PR #570, opened 2021-03-15
Add feature to skip proxy determination

sbernhard:
If the right proxy was already selected on which a job should run,
the REX plugin shouldn't do this again.

### DIFF
--- a/app/lib/actions/remote_execution/run_host_job.rb
+++ b/app/lib/actions/remote_execution/run_host_job.rb
@@ -30,10 +30,14 @@ module Actions
         raise _('Could not use any template used in the job invocation') if template_invocation.blank?
 
         provider = template_invocation.template.provider
-        proxy_selector = provider.required_proxy_selector_for(template_invocation.template) || proxy_selector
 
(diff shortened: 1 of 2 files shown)


adamruzicka:
> If the right proxy was already selected

selected how?

sbernhard:
Yes. I want to use this for foreman_acd.

The determine_proxy is already done here:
-=-=-=-=-
An exact copy is needed of the lines from the one containing "the REX plugin shouldn't do this again." through the end of the records.

the REX plugin shouldn't do this again.

### DIFF
--- a/app/lib/actions/remote_execution/run_host_job.rb
+++ b/app/lib/actions/remote_execution/run_host_job.rb
@@ -30,10 +30,14 @@ module Actions
         raise _('Could not use any template used in the job invocation') if template_invocation.blank?
 
         provider = template_invocation.template.provider
-        proxy_selector = provider.required_proxy_selector_for(template_invocation.template) || proxy_selector
 
(diff shortened: 1 of 2 files shown)


adamruzicka:
> If the right proxy was already selected

selected how?

sbernhard:
Yes. I want to use this for foreman_acd.

The determine_proxy is already done here:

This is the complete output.